Input
========

PR #392, opened 2022-08-10
Fix Infura endpoint for Sign Art

smelnikov:


src/nfts/index.ts
```diff
@@ -23,20 +24,28 @@ export enum NftVendor {
...
 export interface BaseInfo {
   id: string;
   vendor: NftVendor;
 }
 
 export class BaseNft<TypedInfo extends BaseInfo> {
   protected asset: AssetDetail;
-  protected info: TypedInfo | null;
+  protected info: TypedInfo | null | undefined;
+  protected config: NftConfig | null | undefined;
```
faergeek, line 35: If prop type matches what it's assigned inside constructor, you can omit types here.

src/nfts/ducks/index.ts
```diff
@@ -10,14 +10,23 @@ import {
...
-  constructor(asset: AssetDetail, info: DuckInfo) {
-    super(asset, info);
+  constructor({
+    asset,
+    info,
+    config,
+  }: {
+    asset: AssetDetail;
+    info?: DuckInfo | null;
+    config?: NftConfig | null;
```
faergeek, line 27: Doesn't seem to be ok that we can have no config for nfts. We have a default value anyway, right?

faergeek (approved):

src/nfts/ducks/index.ts
smelnikov: Of course, config is always set with the default value in the redux state.
Just a mistake.

PR #395, opened 2022-08-12
Improve performance

faergeek:


src/controllers/currentAccount.ts
```diff
@@ -71,20 +86,114 @@ export class CurrentAccountController {
...
+  async #fetchAliases(address: string) {
+    const url = new URL(`alias/by-address/${address}`, this.getNode());
+
+    const response = await fetch(url, {
+      headers: {
+        accept: 'application/json',
+      },
+    });
+
+    const json = (await response.json()) as unknown[];
```
smelnikov, line 168: This response is an array of strings.

src/storage/migrations.ts
```diff
@@ -121,7 +121,53 @@ const removeCurrentNetworkAccounts: Migration = {
   },
 };
 
+const flattenBalances: Migration = {
```
smelnikov, line 124: Do we really need to transfer the balance data, because they will still be fetched by the background task?!

smelnikov (approved):

src/storage/migrations.ts
faergeek: Why not?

========

Your answer must be every line from the entries that contains the string "config", copied as it stands.

Answer for the task
+  protected config: NftConfig | null | undefined;
+    config,
+    config?: NftConfig | null;
faergeek, line 27: Doesn't seem to be ok that we can have no config for nfts. We have a default value anyway, right?
smelnikov: Of course, config is always set with the default value in the redux state.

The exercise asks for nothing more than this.